几人快速穿过人群、飞身奔向聚宝阁,乔统、陶潜早已整装待毕,顾从、顾众身后各自背着一个硕大的包袱,用油布裹得严严实实、密不透风,比楚瑜藏在身上的银票还显珍贵。
一身劲装的顾承璟振臂一挥:“走,去围场南市口!”
刚出院门,一队北狄兵马便从前院直冲而来,双方一打照面,皆是立时愣住。
乔统率先反应过来:“公子先走,兄弟们跟我上!”
对面领头的一挥手:“南蛮子修走,给我拿下!”
双方霎时战作一团。
乔统身先士卒,陶潜也不甘落于人后,大喊一声:“老武跟我断后,老刘护着顾公子先走!”
刘保乾护着顾承璟,张纯一路冲杀在前,聚宝阁四周已是火光冲天,眼看敌人越杀越多,院墙外的金戈之声越来越近。
千钧一发之时,大腹便便的客舍掌柜汪进财不知从哪里钻出来:“快跟我走!”
楚瑜毫不迟疑跟上前去,刘保乾和顾承璟紧随其后,众人从客舍的花园一路穿梭,来到一片假山石后,汪掌柜打开假山后的石门,带着众人进入密道,昏暗的密道内只有汪掌柜手里的夜明珠可做照亮引路之用。
众人走出密道,竟是客舍后门三公里外的一片山石柳林。
汪掌柜一声哨向,十来个客舍帮工赶着一群骏马从树林后穿出。
顾承璟面露疑色:“掌柜的何故冒险相助?”
汪掌柜只道:“为公子所为之事,为我是大顺百姓!北狄大批援兵很快就到,你们赶紧走吧!”

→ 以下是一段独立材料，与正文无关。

PR #612, opened 2026-04-16
Add global raster bounds handling and tests for CHELSADaily data source

### LINKED ISSUE #610: [BUG] CHELSADaily global item bounds can collapse in local CRSs, causing materialization to fail with ValueError: No valid items found for temporal stack.
What happens:
- CHELSADaily items use a global footprint.
- In direct materialization, upstream `get_raster_bounds()` reprojects that global geometry into the target window CRS.
- For local CRSs like `EPSG:27700`, that can collapse to a degenerate bound with zero width.
- Because of that, `read_raster_window_from_tiles(...)` returns None for every CHELSA item, and `SpatialMosaicTemporalStackCompositor` raises `ValueError("No valid items found for temporal stack").`

Observed repro:
- Target projection: EPSG:27700 at 10m
- Example projected bounds from upstream `CHELSADaily.get_raster_bounds(...): (40000, -447007, 40000, 1552420)`
- Width is 0, so the item is treated as non-overlapping even though CHELSA is global.

Expected behavior:
- Global CHELSA items should remain readable for any reasonable local window CRS.
- Bounds logic should not depend on reprojecting the full global polygon into a CRS with limited validity.

Script to reproduce:
```python
"""Reproduce an rslearn CHELSA materialization failure with local-CRS windows.

This script uses upstream rslearn classes only. It demonstrates that global CHELSA
items can get degenerate projected bounds in a local CRS (for example EPSG:27700),
which then makes `read_raster_window_from_tiles(...)` return `None` and causes
`SpatialMosaicTemporalStackCompositor` to raise:

    ValueError: No valid items found for temporal stack

Usage:
    uv run python scripts/reproduce_rslearn_chelsa_global_bounds_issue.py
"""

from __future__ import annotations

from datetime import UTC, datetime

from rasterio.crs import CRS
from rasterio.enums import Resampling

from rslearn.data_sources.chelsa import CHELSADaily, CHELSADailyItem
from rslearn.dataset.compositing import SpatialMosaicTemporalStackCompositor
from rslearn.dataset.tile_utils import read_raster_window_from_tiles
from rslearn.tile_stores.tile_store import TileStoreWithLayer
from rslearn.utils.geometry import Projection, get_global_geometry


WINDOW_PROJECTION = Projection(CRS.from_epsg(27700), 10.0, -10.0)
WINDOW_BOUNDS = (62072, -28746, 62168, -28650)
REQUEST_TIME_RANGE = (
    datetime(2019, 9, 7, tzinfo=UTC),
    datetime(2019, 10, 7, tzinfo=UTC),
)


def make_source() -> CHELSADaily:
    return CHELSADaily(
        band_names=["tas", "prec"],
        extent="global",
        start_date="1979-01-01",
        end_date="2025-08-29",
        version="V.2.1",
    )


def make_item() -> CHELSADailyItem:
    return CHELSADailyItem(
        name="chelsa_daily_20190907",
        geometry=get_global_geometry(
            (
                datetime(2019, 9, 7, tzinfo=UTC),
                datetime(2019, 9, 8, tzinfo=UTC),
            )
        ),
        item_date=datetime(2019, 9, 7, tzinfo=UTC).date(),
    )


def main() -> int:
    source = make_source()
    item = make_item()
    tile_store = TileStoreWithLayer(source, "chelsa_daily")

    print("Window projection:", WINDOW_PROJECTION)
    print("Window bounds:", WINDOW_BOUNDS)
    print("Item is global:", item.geometry.is_global())

    projected_bounds = source.get_raster_bounds(
        "chelsa_daily",
        item,
        ["tas"],
        WINDOW_PROJECTION,
    )
    print("Projected CHELSA bounds in window CRS:", projected_bounds)
    print(
        "Projected width/height:",
        projected_bounds[2] - projected_bounds[0],
        projected_bounds[3] - projected_bounds[1],
    )

    raster = read_raster_window_from_tiles(
        tile_store=tile_store,
        item=item,
        bands=["tas", "prec"],
        projection=WINDOW_PROJECTION,
        bounds=WINDOW_BOUNDS,
        nodata_vals=[0, 0],
        band_dtype="float32",
    )
    print("read_raster_window_from_tiles returned None:", raster is None)

    try:
        SpatialMosaicTemporalStackCompositor().build_composite(
            group=[item],
            nodata_vals=[0, 0],
            bands=["tas", "prec"],
            bounds=WINDOW_BOUNDS,
            band_dtype="float32",
            tile_store=tile_store,
            projection=WINDOW_PROJECTION,
            resampling_method=Resampling.bilinear,
            remapper=None,
            request_time_range=REQUEST_TIME_RANGE,
        )
    except ValueError as exc:
        print("Compositor raised:", repr(exc))
        if str(exc) == "No valid items found for temporal stack":
            print()
            print("BUG REPRODUCED")
            print(
                "Expected the global CHELSA item to be readable for this window, "
                "but upstream bounds computation collapsed the global geometry to a "
                "degenerate line in the target CRS."
            )
            return 1
        raise

    print()
    print("No failure reproduced.")
    return 0


if __name__ == "__main__":
    raise SystemExit(main())
```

看着楚瑜满脸血迹斑斑却仍是掩不住的俊逸不俗,汪掌柜笑笑:“小子,薛成薛大哥还好吗?”
楚瑜微微愣神:“多谢阿公惦记,外祖父一切安好!”
汪掌柜很是欣慰:“原来你是薛大哥的外孙啊,你长得真像你舅舅明义!我和你外祖父差点就成了儿女亲家,你身上那块玉佩本是我送给你舅舅的及冠之礼!”
楚瑜低头看看腰间玉佩:原来竟是这样被认出来的!
客舍方向已是火海漫天,汪掌柜竟是毫不在意:“避开镇北关,走围场南市口,自西岭山脉南下!要快!”
顾承璟双手抱拳:“多谢诸位仗义相救,保重!”
楚瑜看着客舍方向:“汪阿公,客舍那边......”
汪掌柜哈哈大笑:“财聚财散,没什么大不了!快走!”
张纯、楚瑜一马当先,刘保乾紧随顾承璟左右,其余人护着顾从、顾众,快马加鞭向南奔袭。
......
镇北关外,呼延白、呼延硕两兄弟亲率上百精骑自冀州城一路向南狂奔。
呼延硕在马背上大声询问:“大哥,那廖庆之不是说舆图还在南北客舍吗?为何不去客舍?!”
呼延白只道:“客舍方向火光冲天,南顺人早就跑了,他们绝不敢走镇北关进冀州城,想要南下只有一个选择——从南市口走西岭山脉!我们直接来个守株待兔、以逸待劳!快!”
......
木兰围场南市口,顾承璟一行正好与呼延氏兄弟撞了个满怀!
冀州一战,北狄呼延氏的铁骑军名动天下——银光玄铁甲、坐下千里骑、双刀冲锋阵。而顾承璟这边,却是只有十来个护卫和石头寨一众绿林山匪,到底悬殊太大。
狭路相逢,刘保乾一声令下:“大家跟我冲过去!”
张纯拿着镔铁连环铲直冲领头的呼延白面门而去,不想那呼延白冷笑一声,手中长戟一挥挡住张纯雷霆一击,两人连过数十招,呼延白戟刃自下而上将张纯左臂齐肘斩断,张纯顿时面如金纸滚下马去,闵大齐舍命相救。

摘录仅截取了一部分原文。